Matt Pottinger, a senior National Security Council official at the time, crafted the authorization, three former officials said. It cited Beijing’s alleged use of malign influence, allegations of intellectual property theft and military expansion as threats to U.S. national security, one of those former officials said.
Pottinger told Reuters he would not comment on the “accuracy or inaccuracy of allegations about U.S. intelligence activities,” adding that “it would be incorrect to assume that I would have had knowledge of specific U.S. intelligence operations.”
Covert messaging allows the United States to implant ideas in countries where censorship might prevent that information from coming to light, or in areas where audiences wouldn’t give much credence to U.S. government statements, said Loch Johnson, a University of Georgia political scientist who studies the use of such tactics.
Covert propaganda campaigns were common during the Cold War, when the CIA planted 80 to 90 articles a day in an effort to undermine the Soviet Union, Johnson said.
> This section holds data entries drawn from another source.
PR #213, opened 2022-03-03
Snowflake usage crawler error [sc-7154]

alyiwang:
### 🤔 Why?

pydantic validation does not allow unexpected fields in a model. Previous python build-in dataclass simply ignores extra fields. 

The Snowflake access history has different object structures https://docs.snowflake.com/en/user-guide/access-history.html , especially when it's copying for a STAGE or a local file. 

### 🤓 What?

- Add potential fields of access history log in the model as optional with default None
- Check for only table/view `objectDomain` before further processing

### 🧪 Tested?

tested against snowflake instances.

### DIFF
--- a/metaphor/snowflake/usage/extractor.py
+++ b/metaphor/snowflake/usage/extractor.py
@@ -1,12 +1,10 @@
 import logging
 import math
-from dataclasses import field
 from datetime import datetime
-from typing import Collection, Dict, List, Optional, Tuple
+from typing import Collection, Dict, List, Tuple
 
 from metaphor.models.metadata_change_event import DataPlatform, Dataset
-from pydantic import parse_raw_as
-from pydantic.dataclasses import dataclass
+from pydantic import BaseModel, Field, parse_raw_as
 
 from metaphor.common.event_util import ENTITY_TYPES
 from metaphor.common.extractor import BaseExtractor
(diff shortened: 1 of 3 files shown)


metaphor/snowflake/usage/extractor.py
```diff
@@ -31,10 +32,13 @@ class AccessedObjectColumn:
...
-    objectName: str
-    objectId: int
-    columns: List[AccessedObjectColumn]
+    objectDomain: str = ""
+    objectName: str = ""
+    objectId: int = 0
+    stageKind: Optional[str] = None
+    columns: List[AccessedObjectColumn] = field(default_factory=lambda: list())
+    location: Optional[str] = None
+    locations: Optional[List[str]] = None
```
elic-eon, line 41: Did Pydantic provide the option to drop extra fields?

mars-lan: +1. It might be more future-proof to ignore extra fields.

alyiwang: Tried this initially last night following the pydantic config https://pydantic-docs.helpmanual.io/usage/model_config/#options, but for a long time I couldn't get it to work and finally gave up. The default `extra=ignore` is already what we want, but its utility function just doesn't take this config and still enforce no extra field. Even explicitly set this config doesn't help

elic-eon: Great, maybe we should also have our configs inherited from the `BaseModel` to have better support.

elic-eon (approved):

PR #214, opened 2022-03-03
Fill in Dashboard SourceInfo URL [sc-6518]

alyiwang:
### 🤔 Why?

FE is using dashboard sourceInfo URL to provide link to the dashboard entity

### 🤓 What?

- Fill in Dashboard SourceInfo URL with the same value as `DashboardInfo.url`

### 🧪 Tested?

run the crawler locally, checked the results


pyproject.toml
```diff
@@ -10,7 +10,7 @@ packages = [
 
 [tool.poetry.dependencies]
 asyncpg = { version = "^0.25.0", optional = true }
-aws-assume-role-lib = "^1.3.0"
+aws-assume-role-lib = "^2.9.0"
```
mars-lan, line 13: Any breaking changes?

alyiwang: no mention of breaking change in github release.

mars-lan (approved):

PR #216, opened 2022-03-09
Add Power BI connector

elic-eon:
### 🤔 Why?

To support Power BI dashboards. Since we can get the Snowflake account from the `DataSource`, did not specify snowflake account in the config.

### 🤓 What?

1. Use [Power BI REST APIs](https://docs.microsoft.com/en-us/rest/api/power-bi/) to get metadata. The most important one is [GetScanResult](https://docs.microsoft.com/en-us/rest/api/power-bi/admin/workspace-info-get-scan-result).
2. Need read-only admin permission.

### 🧪 Tested?

Local run connector, wait for `metaphor-models` PR to verify MCEs.

PR #217, opened 2022-03-11
Bump metaphor models version

elic-eon:
### 🤔 Why?

The `metaphor-models` did not update in #216 

### 🤓 What?

- poetry update metaphor-models

### 🧪 Tested?

Install local build whl and successfully load Power BI extractor.


mars-lan (approved):

mars-lan:
How did the build pass if the model changes were not there?

elic-eon:
> How did the build pass if the model changes were not there?

Maybe we did add an end-to-end test for Power BI. CI does not actually import it. But mypy should complain about it?

mars-lan:
> > How did the build pass if the model changes were not there?
> 
> Maybe we did add an end-to-end test for Power BI. CI does not actually import it. But mypy should complain about it?

Yeah I'd assume mypy should be able to catch that.

PR #1055, opened 2026-04-04
fix: update outdated doc paths in rust-toolchain.toml comment

CryptAm:
Update comment paths from docs/src/usage/ to docs/external/src/usage/ to reflect actual repository structure.


bitwalker:
This was recently fixed as part of updating our toolchain - thanks for the contribution!

PR #1063, opened 2026-04-06
test(codegen): extend memory load tests with random addresses

### LINKED ISSUE #469: Extend memory intrinsic tests to also take random addresses as input
This will provide complete coverage of the various ways these intrinsics can be called. Minimal refactoring of the existing tests added in #468 is needed to do this, but it was left to a subsequent PR.

giwaov:
Extends the aligned memory load tests to use randomly generated addresses via proptest, as described in #469.

## Changes

- Added \
andom_word_aligned_addr()\ helper that generates addresses in pages 17..256 with varying word offsets, ensuring they are above the Rust stack and properly aligned
- Updated \load_sw\, \load_dw\, \load_u8\, \load_u16\, and \load_bool\ tests to randomize both the value and the address in each proptest iteration
- Removed the fixed \write_to = 17 * 2u32.pow(16)\ from each updated test

The store tests and unaligned load/store tests still use hardcoded base addresses since the address is compiled into the IR and would require more significant refactoring to parameterize at runtime.

Closes #469

### DIFF
--- a/tests/integration/src/codegen/intrinsics/mem.rs
+++ b/tests/integration/src/codegen/intrinsics/mem.rs
@@ -8,20 +8,26 @@ use midenc_hir::{
     dialects::builtin::{BuiltinOpBuilder, attributes::Signature},
 };
 use proptest::{
-    prelude::any,
+    prelude::{any, Strategy},
     prop_assert_eq,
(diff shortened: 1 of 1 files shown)


bitwalker:
This has been merged manually, but your authorship was preserved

In the 1950s, for example, the CIA created an astrological magazine in East Germany to publish foreboding predictions about communist leaders, according to declassified records.
The covert propaganda campaign against Beijing could backfire, said Heer, the former CIA analyst. China could use evidence of a CIA influence program to bolster its decades-old accusations of shadowy Western subversion, helping Beijing “proselytize” in a developing world already deeply suspicious of Washington.
The message would be: “‘Look at the United States intervening in the internal affairs of other countries and rejecting the principles of peaceful coexistence,’” Heer said. “And there are places in the world where that is going to be a resonant message.”
U.S. influence operations also risk endangering dissidents, opposition groups critical of China and independent journalists, who could be falsely painted as CIA assets, said Thomas Rid, a professor at Johns Hopkins University who wrote a book on the history of political warfare.